# Scumbag



## BlueRocker

I can't be 100% positive, but how many of these things are around. I bought this guitar from another GC member for $1100 plus shipping. It was in good shape, but there was very little neck relief (enough for it to be playable and set up decent, but relaxing the truss rod did nothing). Turned out the guitar didn't do it for me, and I didn't want the headache of a problem down the road so I kept the brown Gibson case and traded it with a gig bag to a fellow on Kijiji I had dealt with before. I fully disclosed the neck issue.

It shows up in this listing two days later. This seller has had a bunch of overpriced stuff, which is fine. His Les Paul Vintage Mahogany - which he called a Wine Red Studio - disappeared so I figure he traded it for this (this seller is not the guy I traded it to). What really irritates me though is he is completely dishonest. One owner? I'm aware of at least 5, and I was number 3. Unplayed? I played it. Anyway, that's my Kijiji rant for today - don't buy this guitar, and take what people tell you with a grain of salt.


Mint! Condition 2014 Gibson Les Paul Studio Limited Edition USA | Guitars | City of Halifax | Kijiji


----------



## FatStrat2

Kijiji, CL - same thing. There are scum and there are gems on both sites. You can't do a whole lot about stuff not in your possession except get what you can on the sale. A hardtail Strat I sold years back came up as a first owner too [shrug].

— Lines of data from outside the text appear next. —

PR #4808, opened 2023-04-11
Quarantine and reassembly of gossiped blobs and blocks

henridf:
This PR adds support for reassembly of blobs and blocks received through gossip:

- A new component BlobQuarantine, that is used to store blobs pending
  receiving all blobs for a block.
- The existing block quarantine is augmented to store blocks in a
  "blobless" bucket - these are blocks that have blob transactions,
  and are awaiting blobs before being sent up the stack.

- Upon receiving a new blob from gossip, it is stored in blob
  quarantine. If the corresponding block is already in "blobless"
  block quarantine, and if all blobs for that block are present in
  blob quarnatine, then they are pulled out of quarantine and sent
  along for local processing.

- Upon receiving a new block from gossip, if it has blob transactions
  and all blobs are in blob quarantine, they are pulled out and the
  block+blobs is sent along for local processing. Otherwise, the block
  is added to the "blobless" block quarantine bucket.

- When an orphan becomes unorphaned, rather than immediately sending
  it to local processing, we first check if it has blob
  transactions. If so, and if the blobs are not present in quarantine,
  it is moved to the blobless bucket. If the blobs are present, they
  are pulled out, and the block+blobs can be sent to local processing.

Still remaining:
  - Periodically initiate blob requests for "blobless" blocks (analogous to the existing "handleMissingBlocks")
  - Storing blobs
  - Proposals
  - Sync

### DIFF
--- a/beacon_chain/consensus_object_pools/blob_quarantine.nim
+++ b/beacon_chain/consensus_object_pools/blob_quarantine.nim
@@ -1,0 +1,70 @@
+# beacon_chain
+# Copyright (c) 2018-2023 Status Research & Development GmbH
+# Licensed and distributed under either of
+#   * MIT license (license terms in the root directory or at https://opensource.org/licenses/MIT).
+#   * Apache v2 license (license terms in the root directory or at https://www.apache.org/licenses/LICENSE-2.0).
+# at your option. This file may not be copied, modified, or distributed except according to those terms.
+
+{.push raises: [].}
+
+import
+  std/tables,
+  ../spec/datatypes/deneb
+
+
+const
+  MaxBlobs = SLOTS_PER_EPOCH * MAX_BLOBS_PER_BLOCK
+
+
+type
+  BlobQuarantine* = object
+    blobs*: Table[(Eth2Digest, BlobIndex), ref BlobSidecar]
+
+
+func put*(quarantine: var BlobQuarantine, blobSidecar: ref BlobSidecar) =
+  if quarantine.blobs.lenu64 > MaxBlobs:
+    return
+  discard quarantine.blobs.hasKeyOrPut((blobSidecar.block_root,
+                                        blobSidecar.index), blobSidecar)
+
+func blobIndices*(quarantine: BlobQuarantine, digest: Eth2Digest):
+     seq[BlobIndex] =
+  var r: seq[BlobIndex] = @[]
+  for i in 0..MAX_BLOBS_PER_BLOCK-1:
+    if quarantine.blobs.hasKey((digest, i)):
+      r.add(i)
+  r
+
+func hasBlob*(quarantine: BlobQuarantine, blobSidecar: BlobSidecar) : bool =
+  quarantine.blobs.hasKey((blobSidecar.block_root, blobSidecar.index))
+
+func popBlobs*(quarantine: var BlobQuarantine, digest: Eth2Digest):
+     seq[ref BlobSidecar] =
+  var r: seq[ref BlobSidecar] = @[]
+  for i in 0..MAX_BLOBS_PER_BLOCK-1:
+    var b: ref BlobSidecar
+    if quarantine.blobs.pop((digest, i), b):
+      r.add(b)
+  r
+
+func peekBlobs*(quarantine: var BlobQuarantine, digest: Eth2Digest):
+     seq[ref BlobSidecar] =
+  var r: seq[ref BlobSidecar] = @[]
+  for i in 0..MAX_BLOBS_PER_BLOCK-1:
+    quarantine.blobs.withValue((digest, i), value):
+      r.add(value[])
+  r
+
+func removeBlobs*(quarantine: var BlobQuarantine, digest: Eth2Digest) =
+  for i in 0..MAX_BLOBS_PER_BLOCK-1:
+    quarantine.blobs.del((digest, i))
+
+func hasBlobs*(quarantine: BlobQuarantine, blck: deneb.SignedBeaconBlock):
+     bool =
+  let idxs = quarantine.blobIndices(blck.root)
+  if len(blck.message.body.blob_kzg_commitments) != len(idxs):
+    return false
+  for i in 0..len(idxs):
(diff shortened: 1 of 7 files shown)


beacon_chain/consensus_object_pools/blob_quarantine.nim
```diff
@@ -0,0 +1,67 @@
...
+const
+  MaxBlobs = SLOTS_PER_EPOCH * MAX_BLOBS_PER_BLOCK
+
+
+type
+  BlobQuarantine* = object
+    blobs*: Table[(Eth2Digest, BlobIndex), ref BlobSidecar]
+
+
+func init*(T: type BlobQuarantine): T =
```
tersec: Completely empty/default `init` functions probably aren't that useful, since Nim has well-defined semantics for default object construction, and no real risk of uninitialized memory or anything similar, because it's compiler-enforced unless one uses the `.noInit.` pramga.

It's how, e.g., `StateCache` is used -- there's no explicit `init` for it, it's just created as `StateCache()` or `default(StateCache)`.

If this ever grows a parameter, it's easy enough to refactor its one or two callers. So my preference would be to leave out `BlobQuarantine.init()` as it exists now.

beacon_chain/consensus_object_pools/blob_quarantine.nim
```diff
@@ -0,0 +1,67 @@
...
+
+func hasBlob*(quarantine: BlobQuarantine, blobSidecar: BlobSidecar) : bool =
+  return quarantine.blobs.hasKey((blobSidecar.block_root, blobSidecar.index))
+
+func popBlobs*(quarantine: var BlobQuarantine, digest: Eth2Digest):
+     seq[ref BlobSidecar] =
+  for i in 0..MAX_BLOBS_PER_BLOCK-1:
+    var b: ref BlobSidecar
+    if quarantine.blobs.pop((digest, i), b):
+      result.add(b)
```
tersec: https://status-im.github.io/nim-style-guide/language.result.html
>
> Use expression-based return or explicit `return` keyword with a value

With some explanation of why.

beacon_chain/consensus_object_pools/blob_quarantine.nim
```diff
@@ -0,0 +1,67 @@
...
+
+func peekBlobs*(quarantine: var BlobQuarantine, digest: Eth2Digest):
+     seq[ref BlobSidecar] =
+  for i in 0..MAX_BLOBS_PER_BLOCK-1:
+    quarantine.blobs.withValue((digest, i), value):
+      result.add(value[])
```
tersec: Also https://status-im.github.io/nim-style-guide/language.result.html

beacon_chain/consensus_object_pools/blob_quarantine.nim
henridf: This comes straight from block_quarantine.nim. I'll change that too, then.

beacon_chain/consensus_object_pools/blob_quarantine.nim
```diff
@@ -0,0 +1,67 @@
...
+type
+  BlobQuarantine* = object
+    blobs*: Table[(Eth2Digest, BlobIndex), ref BlobSidecar]
+
+
+func init*(T: type BlobQuarantine): T =
+  T()
+
+func put*(quarantine: var BlobQuarantine, blobSidecar: ref BlobSidecar) =
+  if quarantine.blobs.len.uint64 > MaxBlobs:
```
tersec:
```suggestion
  if quarantine.blobs.lenu64 > MaxBlobs:
```

beacon_chain/consensus_object_pools/blob_quarantine.nim
```diff
@@ -0,0 +1,67 @@
...
+                                        blobSidecar.index), blobSidecar)
+
+func blobIndices*(quarantine: BlobQuarantine, digest: Eth2Digest):
+     seq[BlobIndex] =
+  for i in 0..MAX_BLOBS_PER_BLOCK-1:
+    if quarantine.blobs.hasKey((digest, i)):
+      result.add(i)
+
+func hasBlob*(quarantine: BlobQuarantine, blobSidecar: BlobSidecar) : bool =
+  return quarantine.blobs.hasKey((blobSidecar.block_root, blobSidecar.index))
```
tersec: Much less problematic than `result`, but since the control flow is so simple here, the note from https://status-im.github.io/nim-style-guide/language.result.html#practical-notes that
> "expression" returns guarantee that all code branches produce one (and only one) value to be returned

means that it's typically the best default, when straightforward enough, as here, versus explicit `return`.

beacon_chain/consensus_object_pools/blob_quarantine.nim
```diff
@@ -0,0 +1,67 @@
...
+  if quarantine.blobs.len.uint64 > MaxBlobs:
+    return
+  discard quarantine.blobs.hasKeyOrPut((blobSidecar.block_root,
+                                        blobSidecar.index), blobSidecar)
+
+func blobIndices*(quarantine: BlobQuarantine, digest: Eth2Digest):
+     seq[BlobIndex] =
+  for i in 0..MAX_BLOBS_PER_BLOCK-1:
+    if quarantine.blobs.hasKey((digest, i)):
+      result.add(i)
```
tersec: Another https://status-im.github.io/nim-style-guide/language.result.html

beacon_chain/consensus_object_pools/blob_quarantine.nim
tersec: Sure, sounds good.

henridf: > This comes straight from block_quarantine.nim. I'll change that too, then.

Actually not doing that here as it requires touching a bunch of unrelated test files.

tersec: Makes sense, also fine.

tersec (approved):

PR #8280, opened 2026-04-17
use justified rather than fcr for engine API safe block hash

tersec:
Otherwise Nimbus triggers
- https://github.com/NethermindEth/nethermind/issues/11185


etan-status (approved):
Makes sense, and shouldn't change EF tests behaviour.

For users interested in FCR, can direct them to v26.3.1. Maybe worth an entry in release notes.

khanbilal732 (approved):

PR #8271, opened 2026-04-14
add proposer preferences gossip validation and publishing

Tomi-3-0:

PR #8163, opened 2026-03-24
test(ci): check if macos build is stable on nix-darwin host

markoburcul:
Adjustments to the scripts to also work on the MacOS hosts where we configure them using nix-darwin.

Reason for this change is that we are in the process of removing homebrew from our MacOS CI hosts and replacing it with nix-darwin.

PR #8284, opened 2026-04-17
implement proposer preferences sending

Tomi-3-0:
completes this https://github.com/status-im/nimbus-eth2/pull/8231 and https://github.com/status-im/nimbus-eth2/pull/8271

### DIFF
--- a/beacon_chain/validators/beacon_validators.nim
+++ b/beacon_chain/validators/beacon_validators.nim
@@ -972,6 +972,44 @@ proc sendPayloadAttestations(
           node, fork, genesis_validators_root, validator, vidx, slot,
           target.blck.root)
 
+proc sendProposerPreferences(
+    node: BeaconNode, head: BlockRef,
+    slot: Slot) {.async: (raises: [CancelledError]).} =
+
+  if node.dag.cfg.consensusForkAtEpoch(slot.epoch) < ConsensusFork.Gloas:
+    return
+
+  let
+    fork = node.dag.forkAtEpoch(slot.epoch)
+    genesis_validators_root = node.dag.genesis_validators_root
+
+  withState(node.dag.headState):
+    when consensusFork >= ConsensusFork.Gloas:
+      for validator in node.attachedValidators[].items:
+        let validator_index =
+          validator.index.valueOr:
+            continue
+
+        for proposal_slot in get_upcoming_proposal_slots(
+            forkyState.data, validator_index.uint64):
+          let
+            data = ProposerPreferences(
+              validator_index: validator_index.uint64,
+              proposal_slot: proposal_slot)
+            signatureRes = await validator.getProposerPreferencesSignature(
+              fork, genesis_validators_root, data)
+
+          if signatureRes.isErr:
+            warn "Unable to sign proposer preferences",
+              validator = shortLog(validator),
+              error_msg = signatureRes.error
+            continue
+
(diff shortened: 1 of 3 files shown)


tersec:
Update to current `unstable` to get
- https://github.com/status-im/nimbus-eth2/pull/8163

 to fix `jenkins/nimbus-eth2/macos/aarch64/main` CI.

beacon_chain/validators/beacon_validators.nim
```diff
@@ -972,6 +972,44 @@ proc sendPayloadAttestations(
...
+          if signatureRes.isErr:
+            warn "Unable to sign proposer preferences",
+              validator = shortLog(validator),
+              error_msg = signatureRes.error
+            continue
+
+          let signed = SignedProposerPreferences(
+            message: data, signature: signatureRes.get)
+          
+          discard await node.router.routeProposerPreferences(signed)
```
tersec: https://github.com/status-im/nimbus-eth2/blob/6fff96c7a9cf4cd290b49ffaa2ccdbc6a1a5936e/beacon_chain/validators/message_router.nim#L733-L758 returns a `SendResult` but it's unclear this is ever used, if it's `discard`ed here?

beacon_chain/validators/beacon_validators.nim
```diff
@@ -1405,6 +1443,9 @@ proc handleValidatorDuties*(node: BeaconNode, lastSlot, slot: Slot) {.async: (ra
     await sleepAsync(payloadAttestationCutOff.offset)
 
   sendPayloadAttestations(node, head, slot)
+  
+  if slot.is_epoch:
```
tersec: What happens if the node joins mid-epoch and already gets a proposal before the next epoch boundary?

tersec: https://github.com/status-im/nimbus-eth2/pull/8284/changes/0b677129b9b8740d1c31cf857c330d47a6a05403

beacon_chain/validators/beacon_validators.nim
Tomi-3-0: this way it matches the existing pattern of the other `route` calls, keeps it consistent with the rest?

tersec: It looks like `routeExecutionPayloadEnvelope()` and `routePayloadAttestationMessage()` have the same issue though, of returning a never-consumed value. Fixing them, per se, is outside of the scope of this PR, but it's not worth maintaining a pattern for this sake, and it's misleading: it suggests to the reader of `routeProposerPreferences()` (or `routeExecutionPayloadEnvelope()` or `routePayloadAttestationMessage()`) that errors or other anomalous conditions can be handled elsewhere, when in fact they can't. It's useful to know the dataflow in this regard.

So consistency on this point isn't the priority, but enabling someone reading the code to understand what can and cannot happen.

Separately, it's worth considering if, instead, an error condition should be handled and surfaced to logs and/or metrics.

Tomi-3-0: I've updated all three to not return a `SendResult` in this PR. The beacon-APIs spec defines `[/eth/v1/beacon/pool/payload_attestations`](https://github.com/ethereum/beacon-APIs/blob/master/apis/beacon/pool/payload_attestations.yaml) and when that endpoint is implemented `sendResult should be needed for the REST handlers, but it's trivial readding it

PR #8295, opened 2026-04-20
Use updated engineAPI endpoints for gloas

Tomi-3-0:


tests/test_el_manager.nim
```diff
@@ -125,6 +125,17 @@ proc setupMockEngineAPI*(server: RpcHttpServer, state: MockEngineState) =
 
     return GetPayloadV4Response()
```
Tomi-3-0, line 126: Once gloas.ExecutionPayloadForSigning is fully updated from with alpha.5 changes, the `getPayload` tests can switch from `electra.ExecutionPayloadForSigning` to the gloas type, and the duplicate V4 mock handler can just be removed

PR #8299, opened 2026-04-20
implement proposer preferences sending

etan-status:
completes this https://github.com/status-im/nimbus-eth2/pull/8231 and https://github.com/status-im/nimbus-eth2/pull/8271

-------

Replay #8284, as `unstable` was force-pushed


etan-status:
Same .patch as #8284.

Car sales are even worse though.


----------



## brokentoes

Everything should be taken with a large grain of salt. I love the ads that go best guitar I ever played or owned !! Plays like butter !! So good and awesome I couldnt possibly keep it. Uh huh.


----------



## bzrkrage

Oh, Kijidiot’s galore.
Watching Squier contemporary that was “free” 6 weeks back go from “swap/trade” to sell for $400








Someone else has it.
Now being sold for $1000.

edit: price drop to $750…..


----------



## Frenchy99

Lots of bullshit artist out there...


----------



## BlueRocker

(rant continues) Unrelated, but it doesn't matter what I post for sale on Kijiji, someone wants to trade an Ibanez for it...


----------



## Wardo

the most art is bullshit…lol


----------



## Granny Gremlin

FatStrat2 said:


> Kijiji, CL - same thing. There are scum and there are gems on both sites. You can't do a whole lot about stuff not in your possession except get what you can on the sale. A hardtail Strat I sold years back came up as a first owner too [shrug].
> 
> Car sales are even worse though.



Except car sales by law require a historical report of previous owners to be provided to the purchaser (at least the in prov ones and you can tell by the model year vs first entry whether there's any out of prov history). A dealer may not show it to you but if yuou ask they have to. Private sale you have to hand it over or the new owner can't reg the car in their name.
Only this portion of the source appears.